[Records from a data source]
PR #10551, opened 2022-03-28
Replacing the Observer Pattern with the Event Pattern

qiuguohua:
ref:[issue](https://github.com/cocos/3d-tasks/issues/11551)

### DIFF
--- a/native/cocos/application/CocosApplication.cpp
+++ b/native/cocos/application/CocosApplication.cpp
@@ -52,8 +52,16 @@ int CocosApplication::init() {
     if (_engine->init()) {
         return -1;
     }
-    auto callback = std::bind(&CocosApplication::handleAppEvent, this, std::placeholders::_1); // NOLINT(modernize-avoid-bind)
-    _engine->addEventCallback(OSEventType::APP_OSEVENT, callback);
+
+    _engine->on(BaseEngine::ON_RESUME, [this]() {
+        this->onResume();
+    });
+    _engine->on(BaseEngine::ON_PAUSE, [this]() {
+        this->onPause();
+    });
+    _engine->on(BaseEngine::ON_CLOSE, [this]() {
+        this->onClose();
+    });
 
     se::ScriptEngine *se = se::ScriptEngine::getInstance();
 
--- a/native/cocos/application/CocosApplication.cpp
+++ b/native/cocos/application/CocosApplication.cpp
@@ -46,7 +46,11 @@ CocosApplication::CocosApplication() {
     CCASSERT(_systemWidow != nullptr, "Invalid interface pointer");
 }
 
-CocosApplication::~CocosApplication() = default;
+CocosApplication::~CocosApplication() {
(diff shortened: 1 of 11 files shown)


native/cocos/core/event/CallbacksInvoker.h
```diff
@@ -0,0 +1,475 @@
...
+        _isCCObject = false;
+#if CC_DEBUG
+        _argTypes.clear();
+#endif
+    }
+
+    bool check() const override {
+        // Validation
+        //if (_isCCObject) {
+        //    if (!isObjectValid(reinterpret_cast<CCObject *>(_target), true)) {
```
qiuguohua: Comment here, because it will check whether to inherit CCObject

native/cocos/core/event/CallbacksInvoker.h
```diff
@@ -0,0 +1,475 @@
...
+#include <typeinfo>
+#include <unordered_map>
+#include <vector>
+
+#include "base/Log.h"
+#include "base/Macros.h"
+#include "base/Utils.h"
+
+namespace cc {
+class CCObject {
```
qiuguohua: An implementation of an empty CCObject is defined because the code depends on this class

minggo (approved):

native/cocos/application/CocosApplication.cpp
```diff
@@ -52,8 +52,16 @@ int CocosApplication::init() {
...
-    _engine->addEventCallback(OSEventType::APP_OSEVENT, callback);
+
+    _engine->on(BaseEngine::ON_RESUME, [this]() {
+        this->onResume();
+    });
+    _engine->on(BaseEngine::ON_PAUSE, [this]() {
+        this->onPause();
+    });
+    _engine->on(BaseEngine::ON_CLOSE, [this]() {
+        this->onClose();
```
dumganhar, line 67: Do we need to `off` the subscribing somewhere?

native/cocos/application/CocosApplication.cpp
```diff
@@ -52,8 +52,16 @@ int CocosApplication::init() {
     if (_engine->init()) {
         return -1;
     }
-    auto callback = std::bind(&CocosApplication::handleAppEvent, this, std::placeholders::_1); // NOLINT(modernize-avoid-bind)
-    _engine->addEventCallback(OSEventType::APP_OSEVENT, callback);
```
dumganhar, line 56: Could remove addEventCallback now?

qiuguohua: It cannot be removed, because it contains not only the state of the engine, but also some other window events that the user can handle. AppEvent can be removed

native/cocos/application/CocosApplication.cpp
qiuguohua: Thanks for pointing out the mistake, I forgot to think about it. This also considers the restart part.

dumganhar (approved):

EXERCISE DETAILS = Lines with the word "dumganhar": copy each one from the data above.

EXERCISE RESPONSE =
dumganhar, line 67: Do we need to `off` the subscribing somewhere?
dumganhar, line 56: Could remove addEventCallback now?
dumganhar (approved):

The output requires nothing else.